Carrying the basket out of the system and into the system In FIG. 8, after inserting the new basket 61 into the melting tank main body 10, the basket entrance/exit door 17' is closed. Next, open the exchange room door 18', hang the new basket 6j from the hook 1gbh of the hanging shaft 19b, then slide the lifting exchange device 19, and hang the new basket 6j from the hanging shaft 19a.
The suspended basket 6h is moved to the position of the basket exchange room entrance 18. After taking out the basket 6h from the exchange room 16, the basket exchange room door 18'
Close. Due to the above work.

The basket basket 61.6h containing the cleaned fuel shearing pieces 7 is carried out of the system, and a new empty basket 61.6j is carried into the system.

By repeating the above process operations, the fuel shear pieces 7 continuously enter the melting section lb and melt.

After going through a cleaning process, it leaves the dissolution tank. Also.

The solution is continuously supplied to the cleaning section 1a as a cleaning solution,
It is supplied to the melting section 1b through the communication pipe.

Further, it leaves the dissolution tank.

〔Effect of the invention〕

According to the present invention, two baskets containing nuclear fuel sheared pieces are
The rotary conveyance device moves the solution inside the annular dissolving tank, and -
After the cycle, the baskets are replaced one after another by the basket exchanger, so the sheared pieces are supplied, melted, and
Washing, removal of residual materials, etc. can be performed in parallel, and the dissolution process can be performed extremely efficiently.

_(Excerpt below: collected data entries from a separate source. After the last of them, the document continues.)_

PR #1098, opened 2019-12-10
Added ListEntitiesAsync Api

### LINKED ISSUE #997: Allow to get all available Durable Entities
I'd like to have a way to get the list of all existing Durable Entities. I can think of different scenarios where this could be useful. e.g. 

- An application with multiple users who create entities, and the app administrator would like to know what entities have been created, 
- The user not necessarily remembers the identifier of all entities that have been created. 

I'd like to have this available as part via the admin API and the client within the programming model. Additionally, some kind of paging might be useful. 

- **API**: `GET /runtime/webhooks/durabletask/entities/` Similar to https://github.com/Azure/azure-functions-durable-extension/issues/733 but instead of returning the state of a particular entity, return an array of identifiers of the available entities. Also, similar to https://docs.microsoft.com/en-gb/azure/azure-functions/durable/durable-functions-http-api#get-all-instances-status but instead of returning orchestrations, to return entities. 
- **Via the client**, Similar to https://docs.microsoft.com/en-us/azure/azure-functions/durable/durable-functions-instance-management#query-all-instances, but instead of returning orchestrations, to return entities. 

cc: @cgillum, as discussed previously via Twitter

amdeel:
resolves #997

### DIFF
--- a/src/WebJobs.Extensions.DurableTask/ContextInterfaces/IDurableEntityClient.cs
+++ b/src/WebJobs.Extensions.DurableTask/ContextInterfaces/IDurableEntityClient.cs
@@ -1,6 +1,7 @@
 ﻿// Copyright (c) .NET Foundation. All rights reserved.
 // Licensed under the MIT License. See LICENSE in the project root for license information.
 
+using System.Threading;
 using System.Threading.Tasks;
 
 namespace Microsoft.Azure.WebJobs.Extensions.DurableTask
@@ -39,5 +40,13 @@ namespace Microsoft.Azure.WebJobs.Extensions.DurableTask
         /// <param name="connectionName">The name of the connection string associated with <paramref name="taskHubName"/>.</param>
         /// <returns>a response containing the current state of the entity.</returns>
         Task<EntityStateResponse<T>> ReadEntityStateAsync<T>(EntityId entityId, string taskHubName = null, string connectionName = null);
+
+        /// <summary>
+        /// 
+        /// </summary>
+        /// <param name="query"></param>
+        /// <param name="cancellationToken"></param>
+        /// <returns></returns>
+        Task<EntityQueryResult> ListEntitiesAsync(EntityQuery query, CancellationToken cancellationToken)
     }
 }
--- a/src/WebJobs.Extensions.DurableTask/ContextInterfaces/IDurableEntityClient.cs
+++ b/src/WebJobs.Extensions.DurableTask/ContextInterfaces/IDurableEntityClient.cs
@@ -1,8 +1,8 @@
 ﻿// Copyright (c) .NET Foundation. All rights reserved.
 // Licensed under the MIT License. See LICENSE in the project root for license information.
 
-using System.Threading;
 using System;
+using System.Threading;
 using System.Threading.Tasks;
 
 namespace Microsoft.Azure.WebJobs.Extensions.DurableTask
--- a/src/WebJobs.Extensions.DurableTask/ContextInterfaces/IDurableEntityClient.cs
+++ b/src/WebJobs.Extensions.DurableTask/ContextInterfaces/IDurableEntityClient.cs
@@ -41,7 +41,7 @@ namespace Microsoft.Azure.WebJobs.Extensions.DurableTask
         /// <returns>a response containing the current state of the entity.</returns>
         Task<EntityStateResponse<T>> ReadEntityStateAsync<T>(EntityId entityId, string taskHubName = null, string connectionName = null);
 
-        /// /// <summary>
+        /// <summary>
         /// Gets the status of all entity instances with paging that match the specified query conditions.
         /// </summary>
         /// <param name="query">Return entity instances that match the specified query conditions.</param>
--- a/src/WebJobs.Extensions.DurableTask/ContextInterfaces/IDurableEntityClient.cs
+++ b/src/WebJobs.Extensions.DurableTask/ContextInterfaces/IDurableEntityClient.cs
@@ -45,8 +45,8 @@ namespace Microsoft.Azure.WebJobs.Extensions.DurableTask
         /// Gets the status of all entity instances with paging that match the specified query conditions.
         /// </summary>
         /// <param name="query">Return entity instances that match the specified query conditions.</param>
-        /// <param name="cancellationToken">Cancellation token that can be used to cancel the status query operation.</param>
-        /// <returns>Returns each page of entity status for all instances and continuation token of next page.</returns>
+        /// <param name="cancellationToken">Cancellation token that can be used to cancel the query operation.</param>
+        /// <returns>Returns a page of entity instances and a continuation token for fetching the next page.</returns>
         Task<EntityQueryResult> ListEntitiesAsync(EntityQuery query, CancellationToken cancellationToken);
     }
 }
--- a/src/WebJobs.Extensions.DurableTask/ContextInterfaces/IDurableEntityClient.cs
+++ b/src/WebJobs.Extensions.DurableTask/ContextInterfaces/IDurableEntityClient.cs
@@ -41,12 +41,12 @@ namespace Microsoft.Azure.WebJobs.Extensions.DurableTask
         /// <returns>a response containing the current state of the entity.</returns>
         Task<EntityStateResponse<T>> ReadEntityStateAsync<T>(EntityId entityId, string taskHubName = null, string connectionName = null);
 
-        /// <summary>
-        /// 
+        /// /// <summary>
+        /// Gets the status of all entity instances with paging that match the specified query conditions.
         /// </summary>
-        /// <param name="query"></param>
-        /// <param name="cancellationToken"></param>
-        /// <returns></returns>
-        Task<EntityQueryResult> ListEntitiesAsync(EntityQuery query, CancellationToken cancellationToken)
+        /// <param name="query">Return entity instances that match the specified query conditions.</param>
+        /// <param name="cancellationToken">Cancellation token that can be used to cancel the status query operation.</param>
+        /// <returns>Returns each page of entity status for all instances and continuation token of next page.</returns>
+        Task<EntityQueryResult> ListEntitiesAsync(EntityQuery query, CancellationToken cancellationToken);
     }
 }
--- a/src/WebJobs.Extensions.DurableTask/EntityQuery.cs
+++ b/src/WebJobs.Extensions.DurableTask/EntityQuery.cs
@@ -1,36 +1,39 @@
-﻿using System;
+﻿// Copyright (c) .NET Foundation. All rights reserved.
+// Licensed under the MIT License. See LICENSE in the project root for license information.
+
+using System;
 using System.Collections.Generic;
 using System.Text;
 
 namespace Microsoft.Azure.WebJobs.Extensions.DurableTask
 {
     /// <summary>
-    /// 
+    /// Query condition for searching the status of entity instances.
     /// </summary>
     public class EntityQuery
     {
         /// <summary>
-        /// 
+        /// Return entity instances associated with this entity name.
         /// </summary>
         public string EntityName { get; set; }
 
         /// <summary>
-        /// 
+        /// Return entity instances which had operations after this DateTime.
         /// </summary>
         public DateTime LastOperationFrom { get; set; } = DateTime.MinValue;
 
         /// <summary>
-        /// 
+        /// Return entity instances which had operations before this DateTime.
         /// </summary>
         public DateTime LastOperationTo { get; set; } = DateTime.MaxValue;
 
         /// <summary>
-        /// 
+        /// Number of records per one request. The default value is 100.
         /// </summary>
         public int PageSize { get; set; } = 100;
 
         /// <summary>
-        /// 
+        /// ContinuationToken of the pager.
         /// </summary>
         public string ContinuationToken { get; set; }
     }
--- a/src/WebJobs.Extensions.DurableTask/EntityQuery.cs
+++ b/src/WebJobs.Extensions.DurableTask/EntityQuery.cs
@@ -36,5 +36,10 @@ namespace Microsoft.Azure.WebJobs.Extensions.DurableTask
         /// ContinuationToken of the pager.
         /// </summary>
         public string ContinuationToken { get; set; }
+
+        /// <summary>
+        /// If true, the query will get the input of the entity.
+        /// </summary>
+        public bool FetchInput { get; set; } = false;
     }
 }
--- a/src/WebJobs.Extensions.DurableTask/EntityQuery.cs
+++ b/src/WebJobs.Extensions.DurableTask/EntityQuery.cs
@@ -38,7 +38,7 @@ namespace Microsoft.Azure.WebJobs.Extensions.DurableTask
         public string ContinuationToken { get; set; }
 
         /// <summary>
-        /// Determines whether the query will include the input of the entity.
+        /// Determines whether the query will include the state of the entity.
         /// </summary>
         public bool FetchState { get; set; } = false;
     }
--- a/src/WebJobs.Extensions.DurableTask/EntityQuery.cs
+++ b/src/WebJobs.Extensions.DurableTask/EntityQuery.cs
@@ -38,8 +38,8 @@ namespace Microsoft.Azure.WebJobs.Extensions.DurableTask
         public string ContinuationToken { get; set; }
 
         /// <summary>
-        /// If true, the query will get the input of the entity.
+        /// Determines whether the query will include the input of the entity.
         /// </summary>
-        public bool FetchInput { get; set; } = false;
+        public bool FetchState { get; set; } = false;
     }
 }
--- a/src/WebJobs.Extensions.DurableTask/EntityQuery.cs
+++ b/src/WebJobs.Extensions.DurableTask/EntityQuery.cs
@@ -1,0 +1,37 @@
+﻿using System;
+using System.Collections.Generic;
+using System.Text;
+
+namespace Microsoft.Azure.WebJobs.Extensions.DurableTask
+{
+    /// <summary>
+    /// 
+    /// </summary>
+    public class EntityQuery
+    {
+        /// <summary>
+        /// 
+        /// </summary>
+        public string EntityName { get; set; }
+
+        /// <summary>
+        /// 
+        /// </summary>
+        public DateTime LastOperationFrom { get; set; } = DateTime.MinValue;
+
+        /// <summary>
+        /// 
+        /// </summary>
+        public DateTime LastOperationTo { get; set; } = DateTime.MaxValue;
+
+        /// <summary>
+        /// 
+        /// </summary>
+        public int PageSize { get; set; } = 100;
+
+        /// <summary>
+        /// 
+        /// </summary>
+        public string ContinuationToken { get; set; }
+    }
+}
--- a/src/WebJobs.Extensions.DurableTask/HttpApiHandler.cs
+++ b/src/WebJobs.Extensions.DurableTask/HttpApiHandler.cs
@@ -214,11 +214,11 @@ namespace Microsoft.Azure.WebJobs.Extensions.DurableTask
                         string entityName = (string)routeValues[EntityNameRouteParameter];
                         string entityKey = (string)routeValues[EntityKeyRouteParameter];
                         EntityId entityId = new EntityId(entityName, entityKey);
-                        if (entityKey != null && request.Method == HttpMethod.Get)
+                        if (!string.IsNullOrEmpty(entityKey) && request.Method == HttpMethod.Get)
                         {
                             return await this.HandleGetEntityRequestAsync(request, entityId);
                         }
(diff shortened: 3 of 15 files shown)


src/WebJobs.Extensions.DurableTask/HttpApiHandler.cs
```diff
@@ -212,10 +214,14 @@ public async Task<HttpResponseMessage> HandleRequestAsync(HttpRequestMessage req
                         string entityName = (string)routeValues[EntityNameRouteParameter];
                         string entityKey = (string)routeValues[EntityKeyRouteParameter];
                         EntityId entityId = new EntityId(entityName, entityKey);
-                        if (request.Method == HttpMethod.Get)
+                        if (!string.IsNullOrEmpty(entityKey) && request.Method == HttpMethod.Get)
```
cgillum: Unfortunately this means it won't be possible to query a single entity with an empty `entityKey` value (which is something we intentionally support). I'm not sure the best way to fix this.  Maybe if we get a request for `GET /entities/$` we could treat the `$` internally as the empty string? I don't think we need to block on this for now, but something to consider. If we don't fix it, we should add a TODO comment explaining that we need to revisit this.

src/WebJobs.Extensions.DurableTask/HttpApiHandler.cs
```diff
@@ -212,10 +214,14 @@ public async Task<HttpResponseMessage> HandleRequestAsync(HttpRequestMessage req
...
                         EntityId entityId = new EntityId(entityName, entityKey);
-                        if (request.Method == HttpMethod.Get)
+                        if (!string.IsNullOrEmpty(entityKey) && request.Method == HttpMethod.Get)
                         {
                             return await this.HandleGetEntityRequestAsync(request, entityId);
                         }
+                        else if (request.Method == HttpMethod.Get)
+                        {
+                            return await this.HandleListEntitiesRequestAsync(request, entityName);
+                        }
```
cgillum: I suggest we structure this a bit differently:
```csharp
else if (request.Method == HttpMethod.Get)
{
    // TODO: Need a convention for handling the case for a single entity with an empty entity key
    if (!string.IsNullOrEmpty(entityKey))
    {
        return await this.HandleGetEntityRequestAsync(request, entityId);
    }
    else
    {
        return await this.HandleListEntitiesRequestAsync(request, entityName);
    }
}
```
This is a slightly safer way to implement the exact same logic. It's a little easier to understand and it is less likely to be accidentally broken by future if/else condition changes.

src/WebJobs.Extensions.DurableTask/HttpApiHandler.cs
```diff
@@ -367,6 +373,46 @@ public async Task<HttpResponseMessage> HandleRequestAsync(HttpRequestMessage req
...
         }
 
+        private async Task<HttpResponseMessage> HandleListEntitiesRequestAsync(
+            HttpRequestMessage request, string entityName)
+        {
+            IDurableEntityClient client = this.GetClient(request);
+            var queryNameValuePairs = request.GetQueryNameValuePairs();
+            var lastOperationTimeFrom = GetDateTimeQueryParameterValue(queryNameValuePairs, LastOperationTimeFrom, default(DateTime));
+            var lastOperationTimeTo = GetDateTimeQueryParameterValue(queryNameValuePairs, LastOperationTimeTo, default(DateTime));
+            var pageSize = GetIntQueryParameterValue(queryNameValuePairs, PageSizeParameter);
```
cgillum: What happens if no pageSize is specified by the caller? I think we should default to 100 in that case, but I didn't see any logic which checks for this.

src/WebJobs.Extensions.DurableTask/HttpApiHandler.cs
```diff
@@ -507,6 +553,16 @@ private StatusResponsePayload ConvertFrom(DurableOrchestrationStatus status)
             };
         }
 
+        private StatusResponsePayload ConvertFrom(DurableEntityStatus status)
```
cgillum: Make this method `static` since it doesn't access any instance members.

src/WebJobs.Extensions.DurableTask/HttpApiHandler.cs
```diff
@@ -507,6 +553,16 @@ private StatusResponsePayload ConvertFrom(DurableOrchestrationStatus status)
...
         }
 
+        private StatusResponsePayload ConvertFrom(DurableEntityStatus status)
+        {
+            return new StatusResponsePayload
+            {
+                InstanceId = status.EntityId.ToString(),
+                Input = status.State,
+                LastUpdatedTime = status.LastOperationTime.ToString("s") + "Z",
+            };
```
cgillum: I don't think `StatusResponsePayload` is the right thing to return. That class is for orchestration instances, and fields like `InstanceId`, `Input`, and `LastUpdatedTime` won't make sense to customers when they are querying for entities. Rather, we should be returning something closer to `DurableEntityStatus` which has field names that will make much more sense for entities.

One change I would make to `DurableEntityStatus`, however, is that instead of trying to serialize an `EntityId` property, we should have separate string fields for the entity key and the entity name. I expect the result should look something like this:

```json
[{
  "entityName": "cat",
  "entityId": "whiskers",
  "state": {
    "age": 2,
    "status": "hungry"
  },
  "lastOperationTime": "2019-12-11T06:30:03Z"
}]
```

A simple way to do this would be to return a hand-crafted `JObject` from this method instead of a `StatusResponsePayload`. Alternatively, you could modify `DurableEntityStatus` to serialize itself into JSON this way - which has the nice (but not required) benefit of allowing customers to easily serialize these objects in their code the same way we serialize them.

src/WebJobs.Extensions.DurableTask/HttpApiHandler.cs
```diff
@@ -367,6 +373,46 @@ public async Task<HttpResponseMessage> HandleRequestAsync(HttpRequestMessage req
...
+            var query = new EntityQuery()
+            {
+                EntityName = entityName,
+                LastOperationFrom = lastOperationTimeFrom,
+                LastOperationTo = lastOperationTimeTo,
+                PageSize = pageSize,
+                ContinuationToken = continuationToken,
+            };
+
+            var context = await client.ListEntitiesAsync(query, CancellationToken.None);
```
cgillum: Instead of `context`, consider naming this variable `result`.

src/WebJobs.Extensions.DurableTask/HttpApiHandler.cs
```diff
@@ -50,6 +50,8 @@ internal class HttpApiHandler
         private const string RuntimeStatusParameter = "runtimeStatus";
         private const string PageSizeParameter = "top";
         private const string ReturnInternalServerErrorOnFailure = "returnInternalServerErrorOnFailure";
+        private const string LastOperationTimeFrom = "lastOperationTimeFrom";
+        private const string LastOperationTimeTo = " lastOperationTimeTo";
```
cgillum: It looks like we're missing the `fetchState` query string parameter. This flag determines whether or not to return the entity state. This will be important since state can be potentially large and customers will definitely want a way to avoid paying the overhead of returning the state of all fetched entities (it may be very expensive in terms of CPU and network bandwidth). If not specified, we should assume `false` as the default value for `fetchState`.

src/WebJobs.Extensions.DurableTask/HttpApiHandler.cs
```diff
@@ -367,6 +373,46 @@ public async Task<HttpResponseMessage> HandleRequestAsync(HttpRequestMessage req
...
+                LastOperationTo = lastOperationTimeTo,
+                PageSize = pageSize,
+                ContinuationToken = continuationToken,
+            };
+
+            var context = await client.ListEntitiesAsync(query, CancellationToken.None);
+            var statusForAllInstances = context.Entities.ToList();
+            var nextContinuationToken = context.ContinuationToken;
+
+            var results = new List<StatusResponsePayload>(statusForAllInstances.Count);
```
cgillum: Instead of `results`, I suggest naming this `responseArrayPayload`.

src/WebJobs.Extensions.DurableTask/HttpApiHandler.cs
amdeel: My understanding was that you required an entityKey for that, that's why you pass in an EntityId, which throws an exception when you try to initialize one without an entityKey.

cgillum: It throws for `null` but not for the empty string.

test/Common/HttpApiHandlerTests.cs
```diff
@@ -913,6 +913,75 @@ public async Task GetEntity_Returns_State_Or_HTTP_404(bool hasKey, bool exists)
...
+
+            var responseMessage = await httpApiHandler.HandleRequestAsync(requestMessage);
+            Assert.Equal(HttpStatusCode.OK, responseMessage.StatusCode);
+            Assert.Equal("YYYY-YYYYYYYY-YYYYYYYYYYYY", responseMessage.Headers.GetValues("x-ms-continuation-token").FirstOrDefault());
+            var actual = JsonConvert.DeserializeObject<IList<DurableEntityStatus>>(await responseMessage.Content.ReadAsStringAsync());
+            clientMock.Verify(x => x.ListEntitiesAsync(It.IsAny<EntityQuery>(), It.IsAny<CancellationToken>()));
+            Assert.Equal("DoThis", actual[0].EntityId.EntityName);
+            Assert.Equal("one", actual[0].EntityId.EntityKey);
+            Assert.Equal("DoThat", actual[1].EntityId.EntityName);
+            Assert.Equal("02", actual[1].EntityId.EntityKey);
```
cgillum: Is this test passing? There are a couple things that I would expect wouldn't work, but maybe I'm misunderstanding:
* It's not clear to me why Line 976 would see an `x-ms-continuation-token` that returns `YYYY-...`.
* I would expect in the case where you're querying for a specific entity (`hasName = true`) that only one comes back. This test always seems to assert that both come back.

test/Common/DurableTaskEndToEndTests.cs
```diff
@@ -3457,6 +3457,62 @@ public async Task GetStatus_WithCondition(bool extendedSessions, string storageP
             }
         }
 
+        [Theory(Skip = "Azure Storage fails due to container deletion")]
+        [Trait("Category", PlatformSpecificHelpers.TestCategory)]
+        [MemberData(nameof(TestDataGenerator.GetExtendedSessionAndFullFeaturedStorageProviderOptions), MemberType = typeof(TestDataGenerator))]
+        public async Task DurableEntity_GetStatus_WithCondition(bool extendedSessions, string storageProvider, bool fetchInput)
+        {
+            var taskHubName = "GetStatus1";
```
cgillum: Usually we name the task hub after the name of the test, so `nameof(DurableEntity_GetStatus_WithCondition)`. Is there a particular reason you didn't do that here?

test/Common/DurableTaskEndToEndTests.cs
```diff
@@ -3457,6 +3457,62 @@ public async Task GetStatus_WithCondition(bool extendedSessions, string storageP
...
+                if (fetchInput)
+                {
+                    Assert.NotNull(result.Entities.First());
+                }
+                else
+                {
+                    Assert.Null(result.Entities.First());
+                }
+
+                await host.StopAsync();
```
cgillum: I suggest also testing a few cases where none of the entities match the query (wrong EntityName, wrong time range, etc.).

src/WebJobs.Extensions.DurableTask/HttpApiHandler.cs
```diff
@@ -521,25 +590,47 @@ private static IEnumerable<T> GetIEnumerableQueryParameterValue<T>(NameValueColl
...
             }
 
-            return results;
+            if (results.Any())
+            {
+                collection = results;
+                return true;
+            }
+
+            collection = null;
```
cgillum: I think this is actually an internal breaking change that could result in null-reference exceptions elsewhere. Previously this API never returned `null`, but now it can. I suggest you instead set `collection` to `Enumerable.Empty<T>()`.

src/WebJobs.Extensions.DurableTask/HttpApiHandler.cs
```diff
@@ -690,6 +781,11 @@ private static int GetIntQueryParameterValue(NameValueCollection queryStringName
         {
             IDurableEntityClient client = this.GetClient(request);
 
+            if (entityId.EntityKey.Equals("$"))
```
cgillum: Let's add a comment explaining why we're doing this - i.e. "$" means to return the default entity, which is the one with no entity key.

src/WebJobs.Extensions.DurableTask/HttpApiHandler.cs
```diff
@@ -322,43 +333,44 @@ public async Task<HttpResponseMessage> HandleRequestAsync(HttpRequestMessage req
...
-            var createdTimeFrom = GetDateTimeQueryParameterValue(queryNameValuePairs, CreatedTimeFromParameter, default(DateTime));
-            var createdTimeTo = GetDateTimeQueryParameterValue(queryNameValuePairs, CreatedTimeToParameter, default(DateTime));
-            var runtimeStatus = GetIEnumerableQueryParameterValue<OrchestrationRuntimeStatus>(queryNameValuePairs, RuntimeStatusParameter);
-            var pageSize = GetIntQueryParameterValue(queryNameValuePairs, PageSizeParameter);
 
-            var continuationToken = "";
-            if (request.Headers.TryGetValues("x-ms-continuation-token", out var headerValues))
+            var condition = new OrchestrationStatusQueryCondition();
+
+            if (TryGetDateTimeQueryParameterValue(queryNameValuePairs, CreatedTimeFromParameter, out DateTime createdTimeFrom))
```
ConnorMcMahon: In general, I feel the move from `Get*Value()` method with defaults to `TryGet*Value()` methods made the code more clunky, without gaining much. We should consider moving back to the old approach.

cgillum: I actually suggested that Amanda do it this way. Otherwise we're always overwriting the default values in the `OrchestrationStatusQueryCondition` object with some other defaulting behavio, which isn't ideal IMO. I see the `TryGet` approach as minimizing duplication.

test/Common/HttpApiHandlerTests.cs
amdeel: You're right about the YYYY thing, I left that in from another test accidentally.

This is just a unit test to make sure that ListEntitiesAsync is being called, DoThis/DoThat should always be returned.

src/WebJobs.Extensions.DurableTask/ContextInterfaces/IDurableEntityClient.cs
```diff
@@ -1,6 +1,7 @@
 ﻿// Copyright (c) .NET Foundation. All rights reserved.
 // Licensed under the MIT License. See LICENSE in the project root for license information.
 
+using System.Threading;
```
cgillum: nit: `using` statements should be sorted.

src/WebJobs.Extensions.DurableTask/OrchestrationStatusQueryCondition.cs
```diff
@@ -40,5 +55,15 @@ public class OrchestrationStatusQueryCondition
...
+
+        /// <summary>
+        /// Return orchestration instances that have this instance id prefix.
+        /// </summary>
+        public string InstanceIdPrefix { get; set; }
+
+        /// <summary>
+        /// Determines whether the query will include the input of the orchestration.
+        /// </summary>
+        public bool FetchState { get; set; } = false;
```
cgillum: Since this is the orchestration query condition, this should be named `FetchInput`.

src/WebJobs.Extensions.DurableTask/EntityQuery.cs
```diff
@@ -0,0 +1,45 @@
...
+        /// </summary>
+        public int PageSize { get; set; } = 100;
+
+        /// <summary>
+        /// ContinuationToken of the pager.
+        /// </summary>
+        public string ContinuationToken { get; set; }
+
+        /// <summary>
+        /// Determines whether the query will include the input of the entity.
```
cgillum: Should be "_state_ of the entity" rather than "_input_ of the entity" since entities don't have a concept of "inputs".

test/Common/HttpApiHandlerTests.cs
cgillum: > This is just a unit test to make sure that ListEntitiesAsync is being called, DoThis/DoThat should always be returned.

In that case, I suggest you remove the `hasName` and `entityName` variables from this test code. The URL you are generating does not match the behavior of your mocked HTTP API, which is confusing and may mislead people.

src/WebJobs.Extensions.DurableTask/HttpApiHandler.cs
```diff
@@ -406,7 +441,7 @@ public async Task<HttpResponseMessage> HandleRequestAsync(HttpRequestMessage req
 
             if (TryGetBooleanQueryParameterValue(queryNameValuePairs, FetchInputParameter, out bool fetchInput))
```
cgillum: This parameter name should be `fetchState` and not `fetchInput`. We should also update the local variable to reflect this.

test/Common/DurableTaskEndToEndTests.cs
```diff
@@ -3652,10 +3652,18 @@ public async Task DurableEntity_ListEntitiesAsync_FetchInput(bool fetchInput, st
                 EntityName = "aaab",
                 LastOperationFrom = yesterday,
                 LastOperationTo = tomorrow,
-                FetchInput = fetchInput,
+                FetchState = fetchInput,
```
cgillum: Let's also rename this local variable to `fetchState`. I suggest we also update the name of the test method to be `DurableEntity_ListEntitiesAsync_FetchState`.

test/Common/DurableTaskEndToEndTests.cs
```diff
@@ -3703,14 +3719,23 @@ public async Task DurableEntity_ListEntitiesAsync_NoResults(bool fetchInput, str
                 EntityName = "noResult",
                 LastOperationFrom = yesterday,
                 LastOperationTo = tomorrow,
+                FetchState = fetchInput,
```
cgillum: Let's rename `fetchInput` to `fetchState` here too.

test/Common/HttpApiHandlerTests.cs
```diff
@@ -919,65 +921,68 @@ public async Task GetEntity_Returns_State_Or_HTTP_404(bool hasKey, bool exists)
...
+                uriBuilder.Path += $"/entities/";
+            }
 
             var lastOperationTimeFrom = new DateTime(2018, 3, 10, 10, 1, 0, DateTimeKind.Utc);
             var lastOperationTimeTo = new DateTime(2018, 3, 10, 10, 23, 59, DateTimeKind.Utc);
 
-            var getStatusRequestUriBuilder = new UriBuilder(TestConstants.NotificationUrl);
-            getStatusRequestUriBuilder.Path += $"/Entities/";
-            getStatusRequestUriBuilder.Query = $"lastOperationTimeFrom={WebUtility.UrlEncode(lastOperationTimeFrom.ToString())}&lastOperationTimeTo={WebUtility.UrlEncode(lastOperationTimeTo.ToString())}&fetchInput=false&top=100";
+            uriBuilder.Query = $"lastOperationTimeFrom={WebUtility.UrlEncode(lastOperationTimeFrom.ToString())}&lastOperationTimeTo={WebUtility.UrlEncode(lastOperationTimeTo.ToString())}&fetchInput=false&top=100";
```
cgillum: Per my other feedback, `fetchInput=false` will need to be changed to `fetchState=false` here in the query string.

test/Common/HttpApiHandlerTests.cs
```diff
@@ -919,65 +921,68 @@ public async Task GetEntity_Returns_State_Or_HTTP_404(bool hasKey, bool exists)
...
             clientMock
                     .Setup(x => x.ListEntitiesAsync(It.IsAny<EntityQuery>(), It.IsAny<CancellationToken>()))
-                    .Returns(Task.FromResult(result));
+                    .Returns(Task.FromResult(mockResult));
 
-            var httpApiHandler = new ExtendedHttpApiHandler(clientMock.Object);
+            // Build Uri
+            var uriBuilder = new UriBuilder(TestConstants.NotificationUrl);
+
+            if (hasName)
```
cgillum: This is much better! Can we rename this from `hasName` to `useNameFilter`? That will make it clear that this is not about whether an entity has a name (they both do), but rather it's about whether we're using the entity name filter.

cgillum:
I started debugging the test and found at least one more issue. I'll submit an update to this PR shortly.

cgillum:
OK, this will take a bit longer than I thought. It looks like there may be a problem with the query generation. I'm not sure if the problem is in the extension code or in the DTFx code. I'll need to study the code a bit more.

In addition, when each basket is intermittently rotated by the two-rotation conveyance device, the baskets are taken in and out of the solution, so the solution that comes into contact with the sheared pieces is quickly replaced.
Dissolution reaction is promoted.

[Brief explanation of drawings]

FIG. 1 is a plan view of a dissolving tank according to an embodiment of the present invention, and FIG.
The figure is an elevational sectional view, Figure 3 is a plan sectional view, Figure 4 is a developed view of Figure 3, Figure 5 is a partially enlarged view of Figure 2, and Figure 6.7.
8.9 is an explanatory diagram of the operation of the above embodiment, and FIG. 10 is a sectional view of the conventional one. 10...Dissolution tank main body, la...Washing section, 1b...
Melting part, 1c... Gas phase part, 2... Fuel shearing piece supply chute, 3... Fuel shearing piece inlet door, 40... Rotary conveyance device, 41... Tower, 43... Basket Hanging equipment, 6
a to 6j... Basket, 44... Rotation drive device. 45... Vertical drive device Koma 1 Kunigu Yu 3A 2nd m 4th lwo

Claims (1)

[Claims] A tank body in which a solution reservoir formed in an annular shape is divided into a dissolving part and a cleaning part, and a plurality of holding members provided on the upper part of the tank body and selectively immersed in the dissolving part and the cleaning part. a basket member inserted for each holding member, a basket exchange device and a solution supply/drainage device provided above the tank body, spanning the starting point of the dissolution section and the cleaning section. An apparatus for melting irradiated nuclear fuel.